The arrival of a new member of the family means that you’ll have to look at your home in a completely new light. As you baby becomes able to crawl or walk around by themselves, exploring will be the primary way they learn about their surroundings. While this means that the occasional bump and bruise is inevitable, it doesn’t mean that a lot of accidents can’t be avoided with the proper precautions.
How to Prevent Falls
Each year in the UK, around 500,000 children under the age of five go to the hospital because of an accident in the home. Falls are by far the most common kind of hazard, resulting in around 44% of all accidents. You should never leave a baby alone on a bed, changing table, or piece of furniture nor should they be allowed to play around the stairway. Childproofing your home often involves installing extra equipment. Invest in safety gates for problematic areas, magnetic locks, and corner protectors for any desks or coffee tables. While the latter may not prevent any falls, it could help lessen an injury.

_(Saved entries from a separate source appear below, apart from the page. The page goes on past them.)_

PR #454, opened 2021-03-02
Conversion of the Icon folder to typescript

alexasselin008:


packages/react-components/src/icons/src/EmbeddedIcon.tsx
```diff
@@ -0,0 +1,38 @@
+import { Children, ReactElement, ReactNode } from "react";
+import { augmentElement, createSizeAdapter } from "../../shared";
+
+export interface EmbeddedIconProps {
+    /**
```
alexasselin008, line 5: I added some documentation here, even if it's not used by storybook. It's now available through intellisense

packages/react-components/src/icons/src/EmbeddedIcon.tsx
```diff
@@ -0,0 +1,38 @@
...
+     */
+    size?: "2xs" | "xs" | "sm" | "md" | "lg" | "xl" | "inherit";
+    /**
+     * React children.
+     */
+    children: ReactNode;
+    /**
+     * Allow any extra props
+     */
+    [key: string]: any
```
alexasselin008, line 16: first time we have to specify this, since it's the only component so far that is not using the forwardRef property

alexasselin008: It's all good with me, but i wanted to show you

packages/react-components/src/icons/src/index.ts
```diff
@@ -6,14 +7,14 @@ export * from "./MultiVariantIcon";
...
-function createOrbitIcon(source, displayName) {
+function createOrbitIcon(source: ElementType, displayName: string): ReturnType<typeof Icon.create> {
     const Component = Icon.create(source);
     Component.displayName = displayName;
 
     return Component;
 }
 
-function createOrbitMultiVariantIcon(source24, source32, displayName) {
+function createOrbitMultiVariantIcon(source24: ElementType, source32: ElementType, displayName: string): ReturnType<typeof MultiVariantIcon.create> {
```
alexasselin008, line 17: i prefer the `ReturnType<typeof MultiVariantIcon.create>` synthax over `OrbitComponent<"svg", CreatedMultiVariantIconProps>`. What do you think?

packages/react-components/src/icons/src/MultiVariantIcon.tsx
```diff
@@ -0,0 +1,81 @@
...
+    );
+}) as InnerMultiVariantIconComponentWithFactory;
+
+export type MultiVariantIconComponentWithFactory = OrbitComponent<"svg", InnerMultiVariantIconProps> & {
+    create: MultiVariantIconFactory
+}
+
+export const MultiVariantIcon = slot("icon", forwardRef<InnerMultiVariantIconProps, "svg">((props, ref) => (
+    <InnerMultiVariantIcon {...props} forwardedRef={ref} />
+))) as MultiVariantIconComponentWithFactory;
```
alexasselin008, line 60: We have to cast since we don't feed the "create" property right away.

typings/named-asset-import.d.ts
```diff
@@ -0,0 +1,10 @@
+declare module '*.svg' {
```
alexasselin008, line 1: copied from CRA

packages/react-components/src/icons/src/EmbeddedIcon.tsx
```diff
@@ -0,0 +1,38 @@
+import { Children, ReactElement, ReactNode } from "react";
+import { augmentElement, createSizeAdapter } from "../../shared";
+
+export interface EmbeddedIconProps {
+    /**
+     * An icon can vary in size.
+     */
+    size?: "2xs" | "xs" | "sm" | "md" | "lg" | "xl" | "inherit";
```
patricklafrance, line 8: I might be confused but I think you told me you need to use the () syntax for the enum to render correctly in SB

packages/react-components/src/icons/src/EmbeddedIcon.tsx
```diff
@@ -0,0 +1,38 @@
...
+     */
+    children: ReactNode;
+    /**
+     * Allow any extra props
+     */
+    [key: string]: any
+}
+
+export const embeddedIconSize = createSizeAdapter({
+    "2xs": "2xs",
```
patricklafrance, line 20: now that we export a `Size` we should use it here

packages/react-components/src/icons/src/Icon.tsx
```diff
@@ -60,27 +73,31 @@ export function InnerIcon(props) {
...
 
 Icon.displayName = "Icon";
 
+export type IconProps = ComponentProps<typeof Icon>;
+
 ////////
 
-function createIconFactory(type) {
-    return slot("icon", forwardRef((props, ref) =>
+const createIconFactory: IconFactory = type => {
```
patricklafrance, line 92: just wondering, is it a must to convert the function declaration to an arrow function here to use TS?

packages/react-components/src/icons/src/Icon.tsx
```diff
@@ -49,7 +62,7 @@ export function InnerIcon(props) {
                         "o-ui-icon",
                         disabled && "disabled",
                         normalizeSize(size),
-                        color ? `color-${color}`: ""
+                        color ? `color-${color}` : ""
```
patricklafrance, line 65: I don't think this is used. I think you added this in the dark mode branch @fraincs can you confirm?

packages/react-components/src/icons/src/Icon.tsx
```diff
@@ -1,30 +1,43 @@
...
      */
-    slot: string
-};
-export function InnerIcon(props) {
+    slot?: string;
+}
+
+export interface InnerIconProps extends CreatedIconProps {
+    /**
+     * An icon as a React component.
```
patricklafrance, line 25: I would document this as "the concrete icon type" something like this.

```
import { Icon } from "@orbit-ui/react-components";
import { ReactComponent as Azure32 } from "./icon-azure-32.svg";

<Icon type={Azure32} />
```

packages/react-components/src/icons/src/Icon.tsx
```diff
@@ -60,27 +73,31 @@ export function InnerIcon(props) {
             )}
         />
     );
-}
+}) as InnerIconComponentWithFactory;
 
-InnerIcon.propTypes = propTypes;
+type IconComponentWithFactory = OrbitComponent<"svg", InnerIconProps> & {
+    create: IconFactory
+}
```
patricklafrance, line 80: I would replace all this `Icon.create` thing by a `createIcon` function, what do you think?

Would also requires to update the docs pages "?path=/docs/icon--default-story"
- update the usage
- update the imports to add `createIcon`

patricklafrance: Oh we would also need a `createMultivariantIcon`

packages/react-components/src/icons/src/IconList.tsx
```diff
@@ -1,22 +1,29 @@
...
-import { any, elementType, oneOfType, string } from "prop-types";
-import { slot } from "../../shared";
+import { forwardRef, slot } from "../../shared";
 
-const propTypes = {
+interface InnerIconListProps {
+    /**
+     * Whether or not the IconList is disabled.
+     */
+    disabled?: boolean;
```
patricklafrance, line 9: ignore this in the docs since it's a standard html prop

packages/react-components/src/icons/src/MultiVariantIcon.tsx
```diff
@@ -0,0 +1,81 @@
...
+export type MultiVariantIconFactory = (type24: ElementType, type32: ElementType) => OrbitComponent<"svg", CreatedMultiVariantIconProps>;
+
+export type InnerMultiVariantIconComponentWithFactory = ((props: InnerMultiVariantIconProps) => ReactElement) & {
+    create: MultiVariantIconFactory
+}
+
+export const InnerMultiVariantIcon = (({ type24: Component24, type32: Component32, size, forwardedRef, ...rest }: InnerMultiVariantIconProps): ReactElement => {
+    let type = Component24;
+
+    if (size === "lg" || size === "xl") {
```
patricklafrance, line 40: We can use `Size` here

packages/react-components/src/icons/src/MultiVariantIcon.tsx
```diff
@@ -0,0 +1,81 @@
+import { ComponentProps, ElementType, ForwardedRef, ReactElement } from "react";
+import { Icon } from "./Icon";
+import { OrbitComponent, forwardRef, slot } from "../../shared";
+
+export interface CreatedMultiVariantIconProps {
```
patricklafrance, line 5: An instance of a React type is called a React element, therefore we could instead call this `MultiVariantIconElement` ?

packages/react-components/src/icons/src/Icon.tsx
patricklafrance: In fact, since we use "as" everywhere, should this be renamed to "as" ?

packages/react-components/src/icons/src/index.ts
```diff
@@ -6,14 +7,14 @@ export * from "./MultiVariantIcon";
 export * from "./IconList";
 export * from "./EmbeddedIcon";
 
-function createOrbitIcon(source, displayName) {
+function createOrbitIcon(source: ElementType, displayName: string): ReturnType<typeof Icon.create> {
```
patricklafrance, line 10: Maybe rename to "as" if we do it in Icon.create?

typings/named-asset-import.d.ts
patricklafrance: Please rename the file to use camelcase as we do for other files that are not React components.

patricklafrance: Is there a standard naming convention for TS typings?

patricklafrance (approved):

typings/named-asset-import.d.ts
alexasselin008: The only standard i could find is that typescript declaration files are prefixed by lib.
```
TypeScript names these declaration files with the pattern lib.[something].d.ts. If you navigate into a file with that name, you can know that you're dealing with some built-in part of the platform, not user code.
```
Reference : https://microsoft.github.io/TypeScript-New-Handbook/chapters/type-declarations/

React seems to type their declaration files in lowercase with -
```
jsx-dev-runtime.d.ts
jsx-runtime.d.ts
```

packages/react-components/src/icons/src/EmbeddedIcon.tsx
alexasselin008: I was mistaken

packages/react-components/src/icons/src/EmbeddedIcon.tsx
alexasselin008: Size is a type union, not an enum. So if we provide a string that is not allowed in Size, typescript will put it in error.

packages/react-components/src/icons/src/Icon.tsx
alexasselin008: Wouldn't work with MultiVariantIcons

packages/react-components/src/icons/src/MultiVariantIcon.tsx
alexasselin008: This is not a react type, nor a react element. It's an interface for the MultiVariantIconElement's props

alexasselin008: i renamed it to MultiVariantIconElementProps

patricklafrance (approved):

typings/namedAssetImport.d.ts
```diff
@@ -0,0 +1,10 @@
+declare module '*.svg' {
```
patricklafrance, line 1: can we use double quote here? or the single quote are mandatory?

packages/react-components/src/icons/src/Icon.tsx
fraincs: This can be removed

How to Prevent Child Poisoning
Everything from plant fertiliser to cleaning products and medicines are a magnet to little hands. It’s important to be extra vigilant about where you store these kinds of products and not rely on the supposedly child-proof packaging. You’ll quickly be surprised about how resourceful your child can be when they’re curious. All of these kind of items need to be stored out of the way, preferably in a locked cabinet. Similarly, you should fix carbon monoxide alarms wherever there is a flame-burning appliance or an open fire. Carbon monoxide is poisonous, but it’s also odourless and invisible so make sure that all of your appliances are serviced regularly and that any areas for ventilation are left clear.
How to Prevent Scalds and Burns
When preparing a bath for your child, put cold water into the bath first before adding the hot water. Before placing your child in the bath, you should always test the temperature of the water with your elbow rather than your hand. You wash your hands with hot water everyday so they’re more accustomed to hot temperatures than the rest of your body is. Never leave a child alone in the bath, even for a moment, as they may play with the hot tap and scald themselves and any other children with them. To further prevent accidents like this, you can fit a thermostatic mixing valve to your bath’s hot tap to regulate the temperature.
While you can’t wrap your child up in cotton wool, with a little attention to detail you can help to prevent many common accidents. This will no doubt be both an exciting and scary time for you so try to get your home fitted with the essentials as early as possible.